START Data shown
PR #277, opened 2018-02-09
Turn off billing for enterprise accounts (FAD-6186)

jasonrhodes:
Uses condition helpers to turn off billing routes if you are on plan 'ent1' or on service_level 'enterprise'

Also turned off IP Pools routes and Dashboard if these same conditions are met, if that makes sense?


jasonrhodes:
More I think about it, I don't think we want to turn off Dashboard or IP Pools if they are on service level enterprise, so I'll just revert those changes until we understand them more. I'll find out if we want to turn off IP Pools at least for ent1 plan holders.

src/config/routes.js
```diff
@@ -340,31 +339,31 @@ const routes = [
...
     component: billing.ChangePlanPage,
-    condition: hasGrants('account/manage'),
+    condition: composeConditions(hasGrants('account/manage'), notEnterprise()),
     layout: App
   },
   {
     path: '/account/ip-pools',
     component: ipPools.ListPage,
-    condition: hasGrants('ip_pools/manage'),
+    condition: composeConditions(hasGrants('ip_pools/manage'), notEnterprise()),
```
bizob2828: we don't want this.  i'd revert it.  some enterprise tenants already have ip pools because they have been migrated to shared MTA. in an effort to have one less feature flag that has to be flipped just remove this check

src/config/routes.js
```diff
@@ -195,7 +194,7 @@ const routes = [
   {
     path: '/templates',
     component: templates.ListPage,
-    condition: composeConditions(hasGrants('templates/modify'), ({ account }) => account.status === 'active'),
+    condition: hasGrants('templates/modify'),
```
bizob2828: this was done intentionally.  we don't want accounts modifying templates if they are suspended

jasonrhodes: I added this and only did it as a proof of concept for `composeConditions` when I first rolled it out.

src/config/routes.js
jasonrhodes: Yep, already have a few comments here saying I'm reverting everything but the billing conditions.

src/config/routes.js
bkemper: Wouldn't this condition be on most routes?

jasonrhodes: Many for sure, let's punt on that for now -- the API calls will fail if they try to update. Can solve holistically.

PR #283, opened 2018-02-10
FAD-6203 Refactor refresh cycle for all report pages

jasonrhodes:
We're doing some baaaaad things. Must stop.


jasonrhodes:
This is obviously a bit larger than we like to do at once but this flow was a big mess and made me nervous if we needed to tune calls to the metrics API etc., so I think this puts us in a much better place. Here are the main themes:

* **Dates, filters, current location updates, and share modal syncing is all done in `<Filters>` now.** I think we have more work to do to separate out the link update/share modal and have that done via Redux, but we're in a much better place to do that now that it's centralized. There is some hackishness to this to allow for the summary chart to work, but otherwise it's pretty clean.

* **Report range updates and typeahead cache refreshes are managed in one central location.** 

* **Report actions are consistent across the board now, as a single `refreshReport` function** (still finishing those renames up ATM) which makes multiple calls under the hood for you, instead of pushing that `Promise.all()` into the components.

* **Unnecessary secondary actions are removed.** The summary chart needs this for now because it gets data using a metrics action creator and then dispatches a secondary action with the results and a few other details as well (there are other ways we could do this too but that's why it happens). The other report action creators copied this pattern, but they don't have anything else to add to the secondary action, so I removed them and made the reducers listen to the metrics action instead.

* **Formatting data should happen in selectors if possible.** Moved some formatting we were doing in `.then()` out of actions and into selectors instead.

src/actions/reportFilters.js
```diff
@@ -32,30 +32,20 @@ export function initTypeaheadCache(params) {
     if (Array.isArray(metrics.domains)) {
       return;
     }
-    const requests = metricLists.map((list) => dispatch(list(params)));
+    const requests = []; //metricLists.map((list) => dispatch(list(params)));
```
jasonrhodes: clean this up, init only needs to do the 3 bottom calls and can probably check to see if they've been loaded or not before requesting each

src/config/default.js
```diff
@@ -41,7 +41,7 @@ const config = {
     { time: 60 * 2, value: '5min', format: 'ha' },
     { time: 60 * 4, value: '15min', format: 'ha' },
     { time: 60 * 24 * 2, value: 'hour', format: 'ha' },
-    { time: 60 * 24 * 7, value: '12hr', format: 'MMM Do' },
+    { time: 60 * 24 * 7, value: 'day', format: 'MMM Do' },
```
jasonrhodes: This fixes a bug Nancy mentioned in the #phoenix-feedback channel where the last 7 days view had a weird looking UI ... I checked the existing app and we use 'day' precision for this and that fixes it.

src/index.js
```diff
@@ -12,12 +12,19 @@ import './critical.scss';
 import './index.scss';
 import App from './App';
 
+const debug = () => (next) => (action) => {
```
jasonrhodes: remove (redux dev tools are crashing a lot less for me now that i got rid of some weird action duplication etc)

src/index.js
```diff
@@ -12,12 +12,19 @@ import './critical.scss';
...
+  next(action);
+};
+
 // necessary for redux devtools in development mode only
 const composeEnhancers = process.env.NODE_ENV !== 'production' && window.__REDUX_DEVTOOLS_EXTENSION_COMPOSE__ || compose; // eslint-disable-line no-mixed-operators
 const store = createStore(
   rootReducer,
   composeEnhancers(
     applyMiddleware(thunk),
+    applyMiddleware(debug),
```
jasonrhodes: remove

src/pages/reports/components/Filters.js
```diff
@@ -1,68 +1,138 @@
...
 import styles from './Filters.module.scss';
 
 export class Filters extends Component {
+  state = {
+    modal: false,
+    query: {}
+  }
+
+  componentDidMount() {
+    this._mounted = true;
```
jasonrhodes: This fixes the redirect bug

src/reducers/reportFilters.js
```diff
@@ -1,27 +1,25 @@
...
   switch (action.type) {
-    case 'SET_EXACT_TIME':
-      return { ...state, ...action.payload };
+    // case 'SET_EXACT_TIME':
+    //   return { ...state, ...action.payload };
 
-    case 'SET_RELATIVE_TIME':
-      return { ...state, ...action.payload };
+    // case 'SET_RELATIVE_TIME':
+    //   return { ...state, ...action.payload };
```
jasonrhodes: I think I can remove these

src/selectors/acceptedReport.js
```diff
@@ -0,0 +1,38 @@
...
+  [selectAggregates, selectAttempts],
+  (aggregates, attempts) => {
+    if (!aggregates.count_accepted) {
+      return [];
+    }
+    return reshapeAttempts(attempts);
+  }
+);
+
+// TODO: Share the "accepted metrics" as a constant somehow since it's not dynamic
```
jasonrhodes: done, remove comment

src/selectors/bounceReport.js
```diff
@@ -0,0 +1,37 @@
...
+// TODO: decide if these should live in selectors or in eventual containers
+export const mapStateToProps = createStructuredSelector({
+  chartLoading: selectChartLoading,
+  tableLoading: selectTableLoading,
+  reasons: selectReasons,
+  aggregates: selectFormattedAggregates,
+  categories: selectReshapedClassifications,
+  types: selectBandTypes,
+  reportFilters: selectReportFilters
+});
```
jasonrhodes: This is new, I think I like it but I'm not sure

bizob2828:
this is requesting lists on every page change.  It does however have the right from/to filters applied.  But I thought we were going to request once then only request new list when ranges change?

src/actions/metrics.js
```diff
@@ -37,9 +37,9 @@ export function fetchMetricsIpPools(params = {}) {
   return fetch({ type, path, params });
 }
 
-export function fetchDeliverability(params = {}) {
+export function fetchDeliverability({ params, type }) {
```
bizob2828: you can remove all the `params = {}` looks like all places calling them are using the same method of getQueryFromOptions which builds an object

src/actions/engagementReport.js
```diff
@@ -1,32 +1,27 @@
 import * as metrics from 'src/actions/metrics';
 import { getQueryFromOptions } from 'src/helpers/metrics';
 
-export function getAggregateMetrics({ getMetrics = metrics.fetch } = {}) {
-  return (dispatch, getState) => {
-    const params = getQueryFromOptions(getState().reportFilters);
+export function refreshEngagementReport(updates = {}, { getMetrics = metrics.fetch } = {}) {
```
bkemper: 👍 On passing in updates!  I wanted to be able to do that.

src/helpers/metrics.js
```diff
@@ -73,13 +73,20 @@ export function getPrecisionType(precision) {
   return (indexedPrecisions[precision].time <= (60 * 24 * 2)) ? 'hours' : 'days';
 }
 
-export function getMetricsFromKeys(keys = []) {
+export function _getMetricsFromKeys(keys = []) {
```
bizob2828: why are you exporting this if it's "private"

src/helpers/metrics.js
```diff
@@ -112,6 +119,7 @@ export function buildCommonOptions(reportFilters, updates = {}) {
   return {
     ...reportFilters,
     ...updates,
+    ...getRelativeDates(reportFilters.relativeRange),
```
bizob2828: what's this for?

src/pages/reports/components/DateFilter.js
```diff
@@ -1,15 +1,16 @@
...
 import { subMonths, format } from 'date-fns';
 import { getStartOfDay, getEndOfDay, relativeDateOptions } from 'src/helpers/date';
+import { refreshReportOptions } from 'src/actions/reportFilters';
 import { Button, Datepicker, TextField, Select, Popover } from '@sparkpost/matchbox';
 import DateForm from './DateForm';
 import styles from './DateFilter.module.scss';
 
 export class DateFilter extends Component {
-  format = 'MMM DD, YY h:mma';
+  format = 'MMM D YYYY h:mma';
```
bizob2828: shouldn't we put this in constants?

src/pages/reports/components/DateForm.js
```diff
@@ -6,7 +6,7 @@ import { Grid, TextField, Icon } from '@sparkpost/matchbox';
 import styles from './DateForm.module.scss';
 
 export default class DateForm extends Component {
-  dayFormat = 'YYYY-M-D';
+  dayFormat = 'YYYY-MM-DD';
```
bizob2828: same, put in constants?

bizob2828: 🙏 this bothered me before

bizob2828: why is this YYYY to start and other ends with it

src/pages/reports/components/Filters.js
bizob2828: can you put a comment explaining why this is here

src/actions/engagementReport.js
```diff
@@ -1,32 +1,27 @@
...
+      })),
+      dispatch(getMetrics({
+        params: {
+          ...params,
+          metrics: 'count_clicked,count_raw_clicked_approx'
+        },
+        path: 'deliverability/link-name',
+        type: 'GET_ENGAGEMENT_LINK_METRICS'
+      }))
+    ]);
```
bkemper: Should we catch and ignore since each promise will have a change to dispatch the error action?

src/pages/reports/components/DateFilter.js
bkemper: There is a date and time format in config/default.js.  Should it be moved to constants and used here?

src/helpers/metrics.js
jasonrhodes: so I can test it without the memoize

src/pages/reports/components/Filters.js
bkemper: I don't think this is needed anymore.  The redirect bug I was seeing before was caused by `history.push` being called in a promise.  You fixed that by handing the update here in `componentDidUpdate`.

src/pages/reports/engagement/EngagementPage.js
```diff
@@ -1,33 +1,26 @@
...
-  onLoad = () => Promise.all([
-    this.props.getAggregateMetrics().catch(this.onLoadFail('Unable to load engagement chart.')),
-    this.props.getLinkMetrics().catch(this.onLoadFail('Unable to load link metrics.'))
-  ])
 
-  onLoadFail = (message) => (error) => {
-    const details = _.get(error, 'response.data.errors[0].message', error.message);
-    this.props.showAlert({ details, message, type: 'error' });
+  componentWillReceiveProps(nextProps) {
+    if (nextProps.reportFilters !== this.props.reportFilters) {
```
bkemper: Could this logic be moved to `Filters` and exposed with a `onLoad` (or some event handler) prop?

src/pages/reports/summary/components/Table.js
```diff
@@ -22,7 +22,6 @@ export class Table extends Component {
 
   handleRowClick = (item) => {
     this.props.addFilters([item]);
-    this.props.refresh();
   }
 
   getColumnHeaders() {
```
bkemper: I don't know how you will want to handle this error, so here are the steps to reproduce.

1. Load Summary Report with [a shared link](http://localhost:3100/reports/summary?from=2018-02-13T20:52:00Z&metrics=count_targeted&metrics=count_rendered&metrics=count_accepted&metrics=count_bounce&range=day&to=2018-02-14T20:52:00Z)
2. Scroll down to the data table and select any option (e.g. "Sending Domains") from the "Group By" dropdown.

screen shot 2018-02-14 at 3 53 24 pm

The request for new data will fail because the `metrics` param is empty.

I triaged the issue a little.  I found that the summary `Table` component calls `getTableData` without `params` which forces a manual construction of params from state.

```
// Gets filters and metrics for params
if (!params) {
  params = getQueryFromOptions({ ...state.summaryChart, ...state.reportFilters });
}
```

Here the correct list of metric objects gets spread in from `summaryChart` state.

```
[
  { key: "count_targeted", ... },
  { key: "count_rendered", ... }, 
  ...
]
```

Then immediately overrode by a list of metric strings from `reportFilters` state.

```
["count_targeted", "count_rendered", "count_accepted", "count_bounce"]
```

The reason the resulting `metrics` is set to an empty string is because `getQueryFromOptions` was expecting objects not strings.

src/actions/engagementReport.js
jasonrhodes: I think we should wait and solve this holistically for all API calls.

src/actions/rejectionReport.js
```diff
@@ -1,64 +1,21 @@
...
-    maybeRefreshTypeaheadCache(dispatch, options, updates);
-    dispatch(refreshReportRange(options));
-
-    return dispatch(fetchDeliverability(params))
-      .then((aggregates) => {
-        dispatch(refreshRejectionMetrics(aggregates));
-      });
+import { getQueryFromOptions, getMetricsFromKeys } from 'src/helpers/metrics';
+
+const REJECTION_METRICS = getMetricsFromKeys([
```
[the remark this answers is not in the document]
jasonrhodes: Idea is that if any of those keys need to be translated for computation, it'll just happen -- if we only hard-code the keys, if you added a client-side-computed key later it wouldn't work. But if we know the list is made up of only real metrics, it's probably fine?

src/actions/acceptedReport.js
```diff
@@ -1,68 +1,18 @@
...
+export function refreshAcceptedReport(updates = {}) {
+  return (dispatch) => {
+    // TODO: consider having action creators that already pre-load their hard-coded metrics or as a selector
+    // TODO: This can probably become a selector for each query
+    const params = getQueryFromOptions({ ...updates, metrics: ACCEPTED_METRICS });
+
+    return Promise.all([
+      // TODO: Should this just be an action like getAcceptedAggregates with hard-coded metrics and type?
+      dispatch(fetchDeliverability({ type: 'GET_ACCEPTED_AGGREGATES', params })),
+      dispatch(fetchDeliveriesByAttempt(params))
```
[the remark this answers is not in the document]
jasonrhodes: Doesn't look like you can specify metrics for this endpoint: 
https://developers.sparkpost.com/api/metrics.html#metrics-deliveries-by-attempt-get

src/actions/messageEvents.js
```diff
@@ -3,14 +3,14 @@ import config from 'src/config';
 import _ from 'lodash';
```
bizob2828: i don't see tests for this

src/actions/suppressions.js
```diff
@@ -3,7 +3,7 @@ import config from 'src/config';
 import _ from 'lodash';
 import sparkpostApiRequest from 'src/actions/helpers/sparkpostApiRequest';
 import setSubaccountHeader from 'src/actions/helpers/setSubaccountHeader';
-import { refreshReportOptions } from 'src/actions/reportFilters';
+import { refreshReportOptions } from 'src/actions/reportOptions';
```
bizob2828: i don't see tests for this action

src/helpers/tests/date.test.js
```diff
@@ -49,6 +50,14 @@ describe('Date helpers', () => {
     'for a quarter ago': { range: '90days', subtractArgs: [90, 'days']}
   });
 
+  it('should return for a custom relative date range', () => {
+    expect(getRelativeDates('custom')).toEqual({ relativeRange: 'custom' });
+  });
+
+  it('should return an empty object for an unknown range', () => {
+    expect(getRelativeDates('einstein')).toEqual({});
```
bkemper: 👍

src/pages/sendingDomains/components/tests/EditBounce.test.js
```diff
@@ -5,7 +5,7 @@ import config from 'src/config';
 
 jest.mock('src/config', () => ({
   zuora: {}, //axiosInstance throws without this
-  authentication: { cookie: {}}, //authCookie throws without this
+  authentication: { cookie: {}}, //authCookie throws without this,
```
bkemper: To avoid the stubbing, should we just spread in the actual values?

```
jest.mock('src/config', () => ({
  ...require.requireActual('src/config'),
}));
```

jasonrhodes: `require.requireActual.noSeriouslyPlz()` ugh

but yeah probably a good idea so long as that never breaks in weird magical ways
END Data shown
How to complete this task: Could you show every line of the listing that holds the string "refreshReportOptions"?

Output for this task:
+import { refreshReportOptions } from 'src/actions/reportFilters';
-import { refreshReportOptions } from 'src/actions/reportFilters';
+import { refreshReportOptions } from 'src/actions/reportOptions';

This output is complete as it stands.